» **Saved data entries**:
|---|

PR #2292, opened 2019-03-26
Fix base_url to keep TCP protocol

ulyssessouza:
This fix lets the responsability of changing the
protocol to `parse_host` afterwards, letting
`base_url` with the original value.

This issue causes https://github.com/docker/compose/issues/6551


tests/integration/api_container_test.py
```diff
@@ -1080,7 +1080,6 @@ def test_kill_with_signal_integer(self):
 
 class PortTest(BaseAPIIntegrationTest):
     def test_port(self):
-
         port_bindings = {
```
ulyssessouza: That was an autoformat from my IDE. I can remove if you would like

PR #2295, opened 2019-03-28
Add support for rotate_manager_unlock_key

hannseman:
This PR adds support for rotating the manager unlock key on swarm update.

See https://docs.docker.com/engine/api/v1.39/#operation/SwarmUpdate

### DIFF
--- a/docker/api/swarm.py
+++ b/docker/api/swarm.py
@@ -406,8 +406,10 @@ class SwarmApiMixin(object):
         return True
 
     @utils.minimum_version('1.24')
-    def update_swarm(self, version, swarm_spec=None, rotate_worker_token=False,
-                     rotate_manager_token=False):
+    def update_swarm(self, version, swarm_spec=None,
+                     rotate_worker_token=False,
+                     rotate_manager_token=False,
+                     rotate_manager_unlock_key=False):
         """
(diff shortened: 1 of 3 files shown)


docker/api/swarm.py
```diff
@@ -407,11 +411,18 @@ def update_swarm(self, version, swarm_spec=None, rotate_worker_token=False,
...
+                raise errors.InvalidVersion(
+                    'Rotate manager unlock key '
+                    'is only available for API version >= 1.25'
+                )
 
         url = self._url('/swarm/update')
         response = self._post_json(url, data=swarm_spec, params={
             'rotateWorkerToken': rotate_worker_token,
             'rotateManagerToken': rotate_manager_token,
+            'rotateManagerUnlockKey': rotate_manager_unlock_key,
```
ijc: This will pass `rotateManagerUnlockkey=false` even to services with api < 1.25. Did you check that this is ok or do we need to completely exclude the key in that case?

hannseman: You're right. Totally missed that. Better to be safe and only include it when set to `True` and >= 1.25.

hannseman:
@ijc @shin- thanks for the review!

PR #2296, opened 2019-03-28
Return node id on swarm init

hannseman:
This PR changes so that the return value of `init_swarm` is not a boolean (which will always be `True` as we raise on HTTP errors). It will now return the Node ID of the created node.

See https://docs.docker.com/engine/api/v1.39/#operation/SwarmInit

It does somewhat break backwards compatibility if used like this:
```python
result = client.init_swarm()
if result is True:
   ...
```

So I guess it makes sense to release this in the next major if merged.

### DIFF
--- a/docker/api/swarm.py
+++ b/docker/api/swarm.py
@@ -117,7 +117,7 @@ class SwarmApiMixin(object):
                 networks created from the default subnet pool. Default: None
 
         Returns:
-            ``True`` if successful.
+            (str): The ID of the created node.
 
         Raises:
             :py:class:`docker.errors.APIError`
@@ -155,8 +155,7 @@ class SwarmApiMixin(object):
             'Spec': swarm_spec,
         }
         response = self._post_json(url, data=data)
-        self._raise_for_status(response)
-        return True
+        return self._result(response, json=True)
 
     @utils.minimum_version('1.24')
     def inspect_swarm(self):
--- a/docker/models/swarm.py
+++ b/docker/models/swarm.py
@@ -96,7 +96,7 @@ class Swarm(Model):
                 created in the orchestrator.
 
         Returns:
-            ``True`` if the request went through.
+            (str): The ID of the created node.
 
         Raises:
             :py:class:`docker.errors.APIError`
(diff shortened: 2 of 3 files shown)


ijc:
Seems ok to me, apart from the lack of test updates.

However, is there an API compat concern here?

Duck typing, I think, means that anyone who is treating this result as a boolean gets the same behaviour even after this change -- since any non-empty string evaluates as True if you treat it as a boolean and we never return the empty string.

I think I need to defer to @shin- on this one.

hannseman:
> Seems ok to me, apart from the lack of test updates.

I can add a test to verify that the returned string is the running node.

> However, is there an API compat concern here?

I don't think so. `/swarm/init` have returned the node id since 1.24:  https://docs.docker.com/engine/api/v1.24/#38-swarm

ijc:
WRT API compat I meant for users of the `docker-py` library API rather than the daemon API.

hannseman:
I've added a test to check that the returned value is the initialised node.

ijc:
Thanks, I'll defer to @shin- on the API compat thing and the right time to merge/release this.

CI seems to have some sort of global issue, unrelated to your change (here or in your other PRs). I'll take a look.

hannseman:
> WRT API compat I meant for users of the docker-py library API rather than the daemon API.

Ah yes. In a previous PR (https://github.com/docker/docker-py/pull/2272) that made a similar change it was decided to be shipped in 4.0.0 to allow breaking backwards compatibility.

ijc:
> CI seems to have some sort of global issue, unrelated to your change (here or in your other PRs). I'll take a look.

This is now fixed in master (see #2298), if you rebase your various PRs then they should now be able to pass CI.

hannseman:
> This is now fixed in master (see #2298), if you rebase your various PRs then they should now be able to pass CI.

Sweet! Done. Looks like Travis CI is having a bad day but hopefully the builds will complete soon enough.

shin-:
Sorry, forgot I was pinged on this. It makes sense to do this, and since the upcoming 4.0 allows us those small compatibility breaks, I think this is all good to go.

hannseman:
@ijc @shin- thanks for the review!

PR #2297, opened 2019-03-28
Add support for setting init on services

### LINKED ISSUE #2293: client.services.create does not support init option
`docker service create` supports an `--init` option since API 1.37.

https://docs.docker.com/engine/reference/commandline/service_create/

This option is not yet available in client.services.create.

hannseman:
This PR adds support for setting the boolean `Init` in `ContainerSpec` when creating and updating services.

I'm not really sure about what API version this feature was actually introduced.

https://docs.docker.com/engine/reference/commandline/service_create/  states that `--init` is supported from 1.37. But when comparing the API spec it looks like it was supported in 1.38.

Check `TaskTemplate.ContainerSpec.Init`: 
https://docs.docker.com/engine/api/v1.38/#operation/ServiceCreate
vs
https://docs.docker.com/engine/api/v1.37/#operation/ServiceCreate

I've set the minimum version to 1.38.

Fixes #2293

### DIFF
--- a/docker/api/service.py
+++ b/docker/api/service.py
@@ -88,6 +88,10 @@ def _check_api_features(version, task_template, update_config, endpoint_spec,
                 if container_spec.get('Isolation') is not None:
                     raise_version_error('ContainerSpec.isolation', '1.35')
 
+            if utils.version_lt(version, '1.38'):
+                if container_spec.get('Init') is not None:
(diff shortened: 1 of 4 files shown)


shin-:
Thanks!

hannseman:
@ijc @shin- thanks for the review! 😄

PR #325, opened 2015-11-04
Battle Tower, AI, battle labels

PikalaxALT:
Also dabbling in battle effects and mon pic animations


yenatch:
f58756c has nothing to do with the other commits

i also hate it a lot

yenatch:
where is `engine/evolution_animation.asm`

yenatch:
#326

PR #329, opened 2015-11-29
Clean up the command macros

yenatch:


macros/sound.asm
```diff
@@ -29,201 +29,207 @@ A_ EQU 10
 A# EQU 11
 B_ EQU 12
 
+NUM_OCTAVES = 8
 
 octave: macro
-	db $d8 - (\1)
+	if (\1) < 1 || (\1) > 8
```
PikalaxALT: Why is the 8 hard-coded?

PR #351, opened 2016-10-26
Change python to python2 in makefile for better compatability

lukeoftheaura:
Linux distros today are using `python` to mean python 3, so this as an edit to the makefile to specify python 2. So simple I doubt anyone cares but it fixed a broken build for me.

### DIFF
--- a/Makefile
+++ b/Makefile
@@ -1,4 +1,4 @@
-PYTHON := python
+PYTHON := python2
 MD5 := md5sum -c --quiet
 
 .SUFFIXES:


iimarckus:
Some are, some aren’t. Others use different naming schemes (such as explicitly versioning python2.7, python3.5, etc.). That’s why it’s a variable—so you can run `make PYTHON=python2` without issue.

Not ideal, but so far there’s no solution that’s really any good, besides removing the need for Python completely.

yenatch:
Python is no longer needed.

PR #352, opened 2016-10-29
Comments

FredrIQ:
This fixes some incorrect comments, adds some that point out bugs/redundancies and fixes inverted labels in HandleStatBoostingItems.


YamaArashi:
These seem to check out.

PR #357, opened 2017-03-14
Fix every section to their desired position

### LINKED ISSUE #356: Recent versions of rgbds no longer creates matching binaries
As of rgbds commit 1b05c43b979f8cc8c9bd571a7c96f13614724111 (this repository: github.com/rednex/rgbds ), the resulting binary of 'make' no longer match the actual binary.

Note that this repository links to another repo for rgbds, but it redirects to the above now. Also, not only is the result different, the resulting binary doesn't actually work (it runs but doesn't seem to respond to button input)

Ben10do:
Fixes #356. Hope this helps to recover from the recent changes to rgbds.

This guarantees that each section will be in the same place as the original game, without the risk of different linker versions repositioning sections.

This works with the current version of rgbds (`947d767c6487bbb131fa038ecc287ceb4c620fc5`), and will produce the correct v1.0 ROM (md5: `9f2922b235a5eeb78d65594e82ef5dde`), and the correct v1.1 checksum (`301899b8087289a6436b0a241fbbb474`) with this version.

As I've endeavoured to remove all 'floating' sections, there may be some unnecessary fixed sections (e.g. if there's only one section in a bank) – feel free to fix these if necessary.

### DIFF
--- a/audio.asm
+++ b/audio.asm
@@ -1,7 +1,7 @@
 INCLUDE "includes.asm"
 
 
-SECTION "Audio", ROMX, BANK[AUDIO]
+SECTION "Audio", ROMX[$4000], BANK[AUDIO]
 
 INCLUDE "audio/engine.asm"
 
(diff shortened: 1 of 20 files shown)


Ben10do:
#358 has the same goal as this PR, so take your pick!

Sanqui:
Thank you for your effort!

|---|

» **What to work on**: Look over the entries for "macros", then copy every line that includes that string.

» **Task output**:
Clean up the command macros
macros/sound.asm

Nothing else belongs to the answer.